Алена сказала, что она и вправду хотела учиться на художника, когда была в четвертом классе, но сейчас на носу девятый. Скоро ГИА, потом, не успеешь оглянуться, ЕГЭ. Короче, близится студенческий возраст. А стало быть, метаться уже поздно.
Но Виктория Викторовна заявила, что метаться не поздно и в пенсионном возрасте. Что и у пенсионера, если он не до конца впал в старческий маразм, порой захватывает дух от мысли: а не перевернуть ли свою жизнь, не броситься ли очертя голову против течения?! И привела в пример американских пенсионеров, которые не стесняются учиться катанию на роликах или игре на фортепиано, даже если им стукнуло восемьдесят. На вопрос «Понимаете ли вы, сколько вам будет лет, когда вы научитесь играть хотя бы «Собачий вальс?» доблестные американские старички и старушки отвечают: «Ровно столько же, сколько мне будет, если я этому НЕ научусь!»
– Безумие – это прекрасно! – подытожила Виктория Викторовна. – Тем, кто на него отваживается, нужно ставить памятники!

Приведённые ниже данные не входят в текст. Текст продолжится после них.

PR #7668, opened 2022-09-04
Return the generated source ID until all sources have come in

jcmorrow:
Right now it's pretty rare that console messages will come in before
sources, but it's possible, and when that happens we get bombarded with
`unknown source` errors as we try to find preferred locations without
having source details loaded yet. By returning the generated location
until we actually load sources, we avoid those errors. There might be an
even better way to solve this problem, but this one seems to work well
in my tests (I just threw a fake await in before actually processing the
sources).

### DIFF
--- a/src/ui/reducers/sources.ts
+++ b/src/ui/reducers/sources.ts
@@ -359,6 +359,9 @@ export function getPreferredLocation(
   locations: MappedLocation,
   preferredGeneratedSources: Set<string>
 ) {
+  if (!state.sources.allSourcesReceived) {
+    return locations[0];
+  }
   const sourceId = getPreferredSourceId(
     getSourceDetailsEntities(state),
     locations.map(l => l.sourceId),


jasonLaster:
Curious what @hbenl and @markerikson think 

Two thoughts that come to mind:
1. what does this mean when we get the original source later?
2. are there ways to make this safer? Fetch messages after we have sources? Wait for the source before dispatching the action...

hbenl:
I think this is a bad idea because users will see different results in their sessions depending on the timing. Instead, we should wait for the sources to be loaded before processing the console messages (we used to do that but I guess the new console doesn't do it yet).

jcmorrow:
> I think this is a bad idea because users will see different results in their sessions depending on the timing. Instead, we should wait for the sources to be loaded before processing the console messages (we used to do that but I guess the new console doesn't do it yet).

I understand the concern. FWIW, with this patch the console messages load but the right hand side where the source would be says `Loading...` until the sources are fully processed, which I think is better than the console messages not appearing at all until the sources are in. So I think it would be great if we could keep that (even if we express it another way than this, because that's not what this code really says, and I don't understand why that's the effect it has, it's just a happy coincidence).

markerikson:
Okay, I think I see what's going on.

In `<MessageRenderer>`, we have:

```ts
            {frame?.location?.length > 0 && <Source locations={frame.location} />}
          </Suspense>
```

so each `<Source>` is individually suspendable.

Inside `<Source>`:

```ts
  const location = client.getPreferredLocation(locations);
  if (location == null) {
    return null;
  }

  const source = getSource(client, location.sourceId);
  if (source == null) {
    return null;
  }
```

Hmm. Based on that, it should be bailing out _before_ we get to the `getSource()` call that suspends.

Lemme poke at this a bit more.

markerikson:
Okay, after making a replay at https://app.replay.io/recording/new-console-preferred-sources-loading-with-location-bailout-fix--9699f9ee-28fc-44f9-8744-dea868cfe7df and looking through it a bit, I'm pretty sure these components re-render later.  So, yeah, they might start with an incorrect `sourceId`, but it'll get corrected when we do have the real data available.

Let's get this in as a bandaid and move on.

bvaughn:
I am worried about the number of "bandaids" we're landing each week

PR #7670, opened 2022-09-04
Show the comments panel

jasonLaster:
This fixes FE-691, but might have upset the Console redux purity gods....


jasonLaster (commented):
Looks much better

packages/bvaughn-architecture-demo/src/contexts/InspectorContext.ts
```diff
@@ -18,6 +20,7 @@ type InspectHTMLElement = (
 export type InspectorContextType = {
```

Алена точно знала, что вместо памятника ей поставят неутешительный диагноз. По крайней мере, мама. Которая вовсе не сочтет ее безумие прекрасным и объявит Алену обыкновенной сумасшедшей. И даже папа не сумеет ее переубедить… Предположим, она махнет рукой на мамин диагноз. Запишется на будущий год в подготовительный класс школы, куда не поступила четыре года назад. Накупит «причиндалов», дороговизной которых ее запугивала мама. И все ради чего? Чтобы на экзаменах ей дали от ворот поворот? Хотя Виктория Викторовна заверила Алену, что похлопочет за нее, ведь в этой школе преподает ее знакомый профессор, Алена не сомневалась, что безнадежно отстала от тех, кто учился там с младых ногтей.
Мамины слова «не судьба» до сих пор звучали у нее в ушах. В тот нерадостный день, когда она возвращалась домой с рисунками в папке, которую так и не пришлось открыть, в душе что-то оборвалось. Алена отказалась от мысли стать художником. Отказалась раз и навсегда. Наотрез. Стопроцентно. Теперь она считала рисование не более чем своим хобби. А хобби – штука легкомысленная. И в профессию его не перекроишь…

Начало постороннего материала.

PR #7671, opened 2022-09-04
Move the error boundary up a level

jasonLaster:
Tested this by adding this error

```diff
diff --git a/packages/shared/client/ReplayClient.ts b/packages/shared/client/ReplayClient.ts
index 99b46ee11..8eefeba16 100644
--- a/packages/shared/client/ReplayClient.ts
+++ b/packages/shared/client/ReplayClient.ts
@@ -415,6 +415,7 @@ export class ReplayClient implements ReplayClientInterface {
       }
     }

+    throw new Error("oops");
     return [collectedHitPoints, status];
   }
```

Screen Shot 2022-09-04 at 11 19 24 AM

### DIFF
--- a/packages/bvaughn-architecture-demo/components/ErrorBoundary.module.css
+++ b/packages/bvaughn-architecture-demo/components/ErrorBoundary.module.css
@@ -3,6 +3,7 @@
   text-align: center;
   background-color: var(--background-color-error);
   color: var(--color-default);
+  grid-column: 2;
 }
 
 .Logo {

Весна подошла к концу, а вместе с ней четвертая четверть и занятия в студии. Одноклассники и знакомые разъехались кто за границу, кто к морю, кто куда. Алену с Егором мама каждое лето отсылала к своей тетушке в Ивановскую область – на дачу. Правда, именовать домишко в поселке городского типа дачей мог лишь человек с богатым воображением. Рядом не было ни леса, ни речки. Домишко стоял у проселочной дороги, по которой проносились автомобили. В сухую погоду в окна летела пыль, похожая на вулканический пепел, а в дождливую – брызги грязи из-под колес. В самом доме было две комнатушки и терраса, служившая кухней и пристанищем для больших зеленых мух, которые по-хозяйски ползали, летали и жужжали здесь с утра до ночи. И точно так же с утра до ночи на террасе стоял чад, потому что любимым занятием тетушки было готовить еду в большом количестве, которое отнюдь не переходило в качество. С каждый годом тетушкина еда казалась Алене все более невкусной, особенно потому, что тетушка заставляла есть по пять раз в сутки.
В этот раз Алена уперлась и ни в какую не соглашалась ехать в Ивановскую область. Сколько ни возмущалась мама, что Алена проведет лето «без дачи», пришлось ей отослать туда одного Егора.
На последнем перед каникулами занятии Алена спросила у Виктории Викторовны, нельзя ли одолжить на лето один из складных мольбертов, и та сказала: «Забирай насовсем». А заодно одарила Алену целым штабелем конопляных холстов на подрамниках и бутылкой растворителя для масляных красок.